-- Source data follows --

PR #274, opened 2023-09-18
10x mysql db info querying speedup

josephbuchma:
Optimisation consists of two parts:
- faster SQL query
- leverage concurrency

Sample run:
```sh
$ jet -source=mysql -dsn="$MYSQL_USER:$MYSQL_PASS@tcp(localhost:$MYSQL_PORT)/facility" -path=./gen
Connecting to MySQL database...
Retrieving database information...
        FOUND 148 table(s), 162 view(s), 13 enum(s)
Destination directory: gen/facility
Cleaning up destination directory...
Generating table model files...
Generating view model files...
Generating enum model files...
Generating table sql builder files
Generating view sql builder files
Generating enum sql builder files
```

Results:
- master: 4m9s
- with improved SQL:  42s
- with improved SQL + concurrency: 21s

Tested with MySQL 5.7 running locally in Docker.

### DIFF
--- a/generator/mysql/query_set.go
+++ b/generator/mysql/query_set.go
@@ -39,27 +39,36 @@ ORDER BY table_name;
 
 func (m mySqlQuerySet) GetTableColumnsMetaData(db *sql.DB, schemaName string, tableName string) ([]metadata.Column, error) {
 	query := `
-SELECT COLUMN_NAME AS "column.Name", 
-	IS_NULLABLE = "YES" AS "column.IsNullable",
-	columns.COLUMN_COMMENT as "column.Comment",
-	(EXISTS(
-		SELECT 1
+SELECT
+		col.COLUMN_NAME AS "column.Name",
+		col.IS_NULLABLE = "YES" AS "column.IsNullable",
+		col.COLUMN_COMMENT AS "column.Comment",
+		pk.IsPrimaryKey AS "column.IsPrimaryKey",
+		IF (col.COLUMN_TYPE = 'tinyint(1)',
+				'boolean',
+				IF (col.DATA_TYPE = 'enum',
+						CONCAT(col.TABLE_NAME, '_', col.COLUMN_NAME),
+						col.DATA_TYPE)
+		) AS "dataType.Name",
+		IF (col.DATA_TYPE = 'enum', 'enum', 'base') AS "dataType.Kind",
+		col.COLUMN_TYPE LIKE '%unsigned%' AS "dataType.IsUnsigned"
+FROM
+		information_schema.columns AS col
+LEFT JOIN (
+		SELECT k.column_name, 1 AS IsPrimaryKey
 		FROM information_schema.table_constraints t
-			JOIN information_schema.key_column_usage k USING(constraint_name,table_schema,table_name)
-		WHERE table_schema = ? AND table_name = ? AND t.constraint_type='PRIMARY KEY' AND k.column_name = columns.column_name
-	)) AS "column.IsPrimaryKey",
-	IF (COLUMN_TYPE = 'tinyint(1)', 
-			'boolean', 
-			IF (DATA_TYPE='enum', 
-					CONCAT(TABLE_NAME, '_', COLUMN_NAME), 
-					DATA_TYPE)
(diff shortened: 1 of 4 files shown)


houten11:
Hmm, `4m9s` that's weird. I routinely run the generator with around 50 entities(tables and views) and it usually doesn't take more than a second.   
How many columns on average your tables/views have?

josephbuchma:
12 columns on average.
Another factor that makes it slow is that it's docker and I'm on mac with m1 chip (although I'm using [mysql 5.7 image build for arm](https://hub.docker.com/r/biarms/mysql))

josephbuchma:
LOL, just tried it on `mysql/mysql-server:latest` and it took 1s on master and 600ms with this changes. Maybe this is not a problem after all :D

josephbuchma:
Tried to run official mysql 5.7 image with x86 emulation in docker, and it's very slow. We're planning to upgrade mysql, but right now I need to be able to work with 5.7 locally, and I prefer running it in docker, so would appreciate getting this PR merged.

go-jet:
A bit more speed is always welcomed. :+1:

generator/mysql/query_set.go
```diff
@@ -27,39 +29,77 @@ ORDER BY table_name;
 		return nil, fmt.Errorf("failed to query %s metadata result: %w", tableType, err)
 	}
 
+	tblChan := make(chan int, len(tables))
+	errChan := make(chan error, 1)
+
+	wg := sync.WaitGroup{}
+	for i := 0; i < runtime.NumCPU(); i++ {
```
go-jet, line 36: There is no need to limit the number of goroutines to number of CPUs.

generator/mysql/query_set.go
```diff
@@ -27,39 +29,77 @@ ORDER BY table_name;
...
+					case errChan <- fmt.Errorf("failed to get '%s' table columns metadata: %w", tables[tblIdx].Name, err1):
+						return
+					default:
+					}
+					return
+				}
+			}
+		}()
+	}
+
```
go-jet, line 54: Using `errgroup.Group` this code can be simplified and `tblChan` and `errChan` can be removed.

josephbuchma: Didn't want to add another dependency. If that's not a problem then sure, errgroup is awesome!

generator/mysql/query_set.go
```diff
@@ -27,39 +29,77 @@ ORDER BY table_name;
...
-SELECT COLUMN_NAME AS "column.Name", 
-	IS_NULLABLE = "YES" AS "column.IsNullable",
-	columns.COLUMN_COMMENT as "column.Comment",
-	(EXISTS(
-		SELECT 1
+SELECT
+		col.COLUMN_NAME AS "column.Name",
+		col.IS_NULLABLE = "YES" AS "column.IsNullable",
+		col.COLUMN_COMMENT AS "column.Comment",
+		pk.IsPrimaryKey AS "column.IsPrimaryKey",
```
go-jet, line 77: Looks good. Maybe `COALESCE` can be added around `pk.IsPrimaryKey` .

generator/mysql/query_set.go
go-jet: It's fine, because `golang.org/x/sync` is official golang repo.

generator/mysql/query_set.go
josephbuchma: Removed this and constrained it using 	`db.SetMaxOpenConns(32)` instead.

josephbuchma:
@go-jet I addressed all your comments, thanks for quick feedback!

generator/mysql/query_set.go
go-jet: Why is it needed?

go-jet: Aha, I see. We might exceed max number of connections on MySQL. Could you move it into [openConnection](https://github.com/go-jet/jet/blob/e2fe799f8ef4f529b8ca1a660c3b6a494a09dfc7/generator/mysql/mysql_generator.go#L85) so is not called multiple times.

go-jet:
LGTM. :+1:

-- Source data concluded --

Exercise brief: Write the entries out a second time. Match them exactly.

Solution for this task:
PR #274, opened 2023-09-18
10x mysql db info querying speedup

josephbuchma:
Optimisation consists of two parts:
- faster SQL query
- leverage concurrency

Sample run:
```sh
$ jet -source=mysql -dsn="$MYSQL_USER:$MYSQL_PASS@tcp(localhost:$MYSQL_PORT)/facility" -path=./gen
Connecting to MySQL database...
Retrieving database information...
        FOUND 148 table(s), 162 view(s), 13 enum(s)
Destination directory: gen/facility
Cleaning up destination directory...
Generating table model files...
Generating view model files...
Generating enum model files...
Generating table sql builder files
Generating view sql builder files
Generating enum sql builder files
```

Results:
- master: 4m9s
- with improved SQL:  42s
- with improved SQL + concurrency: 21s

Tested with MySQL 5.7 running locally in Docker.

### DIFF
--- a/generator/mysql/query_set.go
+++ b/generator/mysql/query_set.go
@@ -39,27 +39,36 @@ ORDER BY table_name;
 
 func (m mySqlQuerySet) GetTableColumnsMetaData(db *sql.DB, schemaName string, tableName string) ([]metadata.Column, error) {
 	query := `
-SELECT COLUMN_NAME AS "column.Name", 
-	IS_NULLABLE = "YES" AS "column.IsNullable",
-	columns.COLUMN_COMMENT as "column.Comment",
-	(EXISTS(
-		SELECT 1
+SELECT
+		col.COLUMN_NAME AS "column.Name",
+		col.IS_NULLABLE = "YES" AS "column.IsNullable",
+		col.COLUMN_COMMENT AS "column.Comment",
+		pk.IsPrimaryKey AS "column.IsPrimaryKey",
+		IF (col.COLUMN_TYPE = 'tinyint(1)',
+				'boolean',
+				IF (col.DATA_TYPE = 'enum',
+						CONCAT(col.TABLE_NAME, '_', col.COLUMN_NAME),
+						col.DATA_TYPE)
+		) AS "dataType.Name",
+		IF (col.DATA_TYPE = 'enum', 'enum', 'base') AS "dataType.Kind",
+		col.COLUMN_TYPE LIKE '%unsigned%' AS "dataType.IsUnsigned"
+FROM
+		information_schema.columns AS col
+LEFT JOIN (
+		SELECT k.column_name, 1 AS IsPrimaryKey
 		FROM information_schema.table_constraints t
-			JOIN information_schema.key_column_usage k USING(constraint_name,table_schema,table_name)
-		WHERE table_schema = ? AND table_name = ? AND t.constraint_type='PRIMARY KEY' AND k.column_name = columns.column_name
-	)) AS "column.IsPrimaryKey",
-	IF (COLUMN_TYPE = 'tinyint(1)', 
-			'boolean', 
-			IF (DATA_TYPE='enum', 
-					CONCAT(TABLE_NAME, '_', COLUMN_NAME), 
-					DATA_TYPE)
(diff shortened: 1 of 4 files shown)


houten11:
Hmm, `4m9s` that's weird. I routinely run the generator with around 50 entities(tables and views) and it usually doesn't take more than a second.   
How many columns on average your tables/views have?

josephbuchma:
12 columns on average.
Another factor that makes it slow is that it's docker and I'm on mac with m1 chip (although I'm using [mysql 5.7 image build for arm](https://hub.docker.com/r/biarms/mysql))

josephbuchma:
LOL, just tried it on `mysql/mysql-server:latest` and it took 1s on master and 600ms with this changes. Maybe this is not a problem after all :D

josephbuchma:
Tried to run official mysql 5.7 image with x86 emulation in docker, and it's very slow. We're planning to upgrade mysql, but right now I need to be able to work with 5.7 locally, and I prefer running it in docker, so would appreciate getting this PR merged.

go-jet:
A bit more speed is always welcomed. :+1:

generator/mysql/query_set.go
```diff
@@ -27,39 +29,77 @@ ORDER BY table_name;
 		return nil, fmt.Errorf("failed to query %s metadata result: %w", tableType, err)
 	}
 
+	tblChan := make(chan int, len(tables))
+	errChan := make(chan error, 1)
+
+	wg := sync.WaitGroup{}
+	for i := 0; i < runtime.NumCPU(); i++ {
```
go-jet, line 36: There is no need to limit the number of goroutines to number of CPUs.

generator/mysql/query_set.go
```diff
@@ -27,39 +29,77 @@ ORDER BY table_name;
...
+					case errChan <- fmt.Errorf("failed to get '%s' table columns metadata: %w", tables[tblIdx].Name, err1):
+						return
+					default:
+					}
+					return
+				}
+			}
+		}()
+	}
+
```
go-jet, line 54: Using `errgroup.Group` this code can be simplified and `tblChan` and `errChan` can be removed.

josephbuchma: Didn't want to add another dependency. If that's not a problem then sure, errgroup is awesome!

generator/mysql/query_set.go
```diff
@@ -27,39 +29,77 @@ ORDER BY table_name;
...
-SELECT COLUMN_NAME AS "column.Name", 
-	IS_NULLABLE = "YES" AS "column.IsNullable",
-	columns.COLUMN_COMMENT as "column.Comment",
-	(EXISTS(
-		SELECT 1
+SELECT
+		col.COLUMN_NAME AS "column.Name",
+		col.IS_NULLABLE = "YES" AS "column.IsNullable",
+		col.COLUMN_COMMENT AS "column.Comment",
+		pk.IsPrimaryKey AS "column.IsPrimaryKey",
```
go-jet, line 77: Looks good. Maybe `COALESCE` can be added around `pk.IsPrimaryKey` .

generator/mysql/query_set.go
go-jet: It's fine, because `golang.org/x/sync` is official golang repo.

generator/mysql/query_set.go
josephbuchma: Removed this and constrained it using 	`db.SetMaxOpenConns(32)` instead.

josephbuchma:
@go-jet I addressed all your comments, thanks for quick feedback!

generator/mysql/query_set.go
go-jet: Why is it needed?

go-jet: Aha, I see. We might exceed max number of connections on MySQL. Could you move it into [openConnection](https://github.com/go-jet/jet/blob/e2fe799f8ef4f529b8ca1a660c3b6a494a09dfc7/generator/mysql/mysql_generator.go#L85) so is not called multiple times.

go-jet:
LGTM. :+1:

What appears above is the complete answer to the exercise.